_Work to be completed:_
Copy each line of the entries that contains the word "mapping".

_Dataset content:_
PR #134, opened 2021-06-24
Update fluent validation library

calebschoepp:
# Overview

Update fluent validation library. There was a bug in the library that prevented chaining `mustAsync` method calls. I opened an [issue](https://github.com/AlexJPotter/fluentvalidation-ts/issues/18) and the maintainer fixed it :smile:.


armiantos (approved):
LGTM!

PR #136, opened 2021-06-26
Create redux schema for resume review

### LINKED ISSUE #96: Set-up react-redux
* Install `react-redux` and possibly `@reduxjs/toolkit`
* Add an empty store provider in `index.tsx`
* https://react-redux.js.org/tutorials/quick-start

armiantos:
# Overview

* Provide template to render different UI according to the user role
* UI state structure varies quite significantly from role to role which is why we have multiple Redux stores
  * By separating the stores, we can better guard e.g. student components from tampering the admin state (because that store doesn't exist if the current role is a student)
* The role mapping is slightly different to reduce the number of components we have to write
  * Default role -> `student`
  * `reviewer` and `interviewer` -> `volunteer`
  * `admin` -> `admin`

# Changes

* Install react-redux following [Quick Start | Redux](https://redux.js.org/tutorials/quick-start) and [Quick Start (Typescript) | Redux](https://redux.js.org/tutorials/typescript-quick-start)
* Created 4 stores:
  * One global store to hold current role
  * 3 separate stores for the 3 roles

# Questions & Notes

* React-redux and enzyme don't play very nicely yet so we can't do snapshot testing but we can still use `testing-library/react`'s `render` which actually renders out the HTML but only test for stuff that the component is directly responsible for (i.e. tests for the broadest detail possible like className or text in its direct child)

# Issue tracking

Closes #96 

# Testing & Demo

Refer to unit tests in `www`


www/src/App.tsx
```diff
@@ -17,28 +22,66 @@ const header_sections: Section[] = [
...
+                        <Landing />
+                    </Route>
+                </Switch>
+            </Router>
+        </Provider>
+    );
+};
+
+const VolunteerApp: FC = () => {
+    // TODO: Update components accordingly
```
cyrusdiego, line 50: Can you create an issue for this (if one hasn't been made already) pleaseeee

www/src/App.tsx
```diff
@@ -17,28 +22,66 @@ const header_sections: Section[] = [
...
+    return (
+        <Provider store={volunteerStore}>
+            <p>🚧 Work in progress 🚧</p>
+        </Provider>
+    );
+};
+
+const AdminApp: FC = () => {
+    // TODO: Update components accordingly
```
cyrusdiego, line 59: Same comment as above

www/src/App.tsx
```diff
@@ -17,28 +22,66 @@ const header_sections: Section[] = [
...
+    return (
+        <Provider store={adminStore}>
+            <p>🚧 Work in progress 🚧</p>
+        </Provider>
+    );
+};
+
 const App: FC = () => {
+    const currentRole = useAppSelector((state) => state.user.currentRole);
```
cyrusdiego, line 68: Might be best to wrap this role to content mapping in a function in case future roles come up or more complicated mapping comes up.

www/src/redux/hooks.ts
```diff
@@ -0,0 +1,7 @@
+import { TypedUseSelectorHook, useDispatch, useSelector } from 'react-redux';
+
+import type { AppDispatch, RootState } from './store';
+
+// Use throughout your app instead of plain `useDispatch` and `useSelector`
+export const useAppDispatch = (): AppDispatch => useDispatch<AppDispatch>();
```
cyrusdiego, line 6: This is so dispatch and selector are typed right? Like this is to use `useDispatch` and `useSelector` with TS?

www/src/redux/slices/userSlice.ts
```diff
@@ -0,0 +1,12 @@
+import { createSlice } from '@reduxjs/toolkit';
+
+export const counterSlice = createSlice({
```
cyrusdiego, line 3:
```suggestion
export const userSlice = createSlice({
```

www/src/redux/slices/userSlice.ts
```diff
@@ -0,0 +1,12 @@
...
+    name: 'user',
+    initialState: {
+        roles: [],
+        currentRole: 'student',
+    },
+    reducers: {},
+});
+
+export default counterSlice.reducer;
```
cyrusdiego, line 12:
```suggestion
export default userSlice.reducer;
```

cyrusdiego (changes requested):
This LGTM! Just one change before we merge, but overall looks great and should let us manage our code really well :D

www/src/redux/slices/userSlice.ts
armiantos: Good catch!

www/src/redux/hooks.ts
armiantos: Yes, this corresponds to the [TypeScript Quick Start | Redux](https://redux.js.org/tutorials/typescript-quick-start#define-typed-hooks) section

www/src/App.tsx
armiantos: Created #138 👍

www/src/App.tsx
armiantos: Created #139

www/src/App.tsx
armiantos: Sounds good 👍

www/src/redux/slices/userSlice.ts
armiantos: Updated!

cyrusdiego (approved):
LGTM! Good work on this :D

armiantos:
Thank you for your feedback and help during the design discussion 😄

PR #137, opened 2021-06-27
RFC: Authorization

calebschoepp:
# Overview

This PR outlines how I think we should do Authorization and the changes to our endpoints that this will require. These changes will be implemented in subsequent PRs but I still want this PR to merge so that `endpoints.md` is checked in. There is a lot to cover so I will try to step through it linearly.

We have a number of endpoints, we need to make sure that the callers to those endpoints are authorized to access them. We can use an `authorization` endpoint to make sure that the caller has the right scopes (aka permissions) when calling an endpoint. Each different role (student, reviewer, interviewer, admin) in Auth0 is associated with a number of scopes.

```typescript
router.get('/resume-reviews', middleware.authorize(scopes.ReadResumeReview), controller.getResumeReviews);
```

However, for certain endpoints we want more granular authorization. For example, with the above get resume reviews endpoint, students should only be able to read their resume reviews where as reviewers and admins should be able to read any resume review. How can we deal with this?

I propose that we would make a controller for each authorization use case with the appropriate logic. Thus for any endpoint where there are multiple possible scopes we would have a controller for each scope.

```typescript
router.get('/resume-reviews', middleware.authorizeAndFallthrough(scopes.ReadAllResumeReview), controller.getAllResumeReviews);
router.get('/resume-reviews', middleware.authorize(scopes.ReadMyResumeReview), controller.getMyResumeReviews);
```

Note two things above: First, that the more generic permission is matched for first. Second, that a new middleware `authorizeAndFallthrough` is used; this is to make sure that if the user is unauthorized for that controller it will check the next one and not just immediately return a `403` error. If we didn't have this and someone with the `read_my:resume_review` scope called this endpoint they would just always get a `403`.

This approach to authorization allows us to have fine-grained control of who can do what and limits duplicated code and extra logic. One compromise was made though.

In an idiomatic REST API you should be able to reach all resources under a url like `/resources` and a specific resource under a url like `/resources/{resource-id}`. I was following this pattern with our API. However, in cases where there were two scopes for a GET endpoint and both the general and specific cases I thought it was a bit extreme to write four controllers with nearly identical logic. As a compromise I'm going to add the ability to filter for a specific resource with a query parameter e.g. `/resources?resource_id=<your_resource_id>`


cyrusdiego (approved):
I think this makes sense to me, no questions from me. I'll give the approval but maybe wait for the others to take a look and if they have any questions / comments. Good work on this, excited to see it implemented :)

api/endpoints.md
```diff
@@ -0,0 +1,181 @@
...
+
+Create a new resume review.
+
+### Authorization
+
+-   `create:resume_reviews` — Student, Admin
+
+## `PATCH /resume-reviews/{resume-review}`
+
+Update a resume review.
```
armiantos, line 78: Can you remind me what this updates?

api/endpoints.md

_Answer to this exercise:_
* The role mapping is slightly different to reduce the number of components we have to write
cyrusdiego, line 68: Might be best to wrap this role to content mapping in a function in case future roles come up or more complicated mapping comes up.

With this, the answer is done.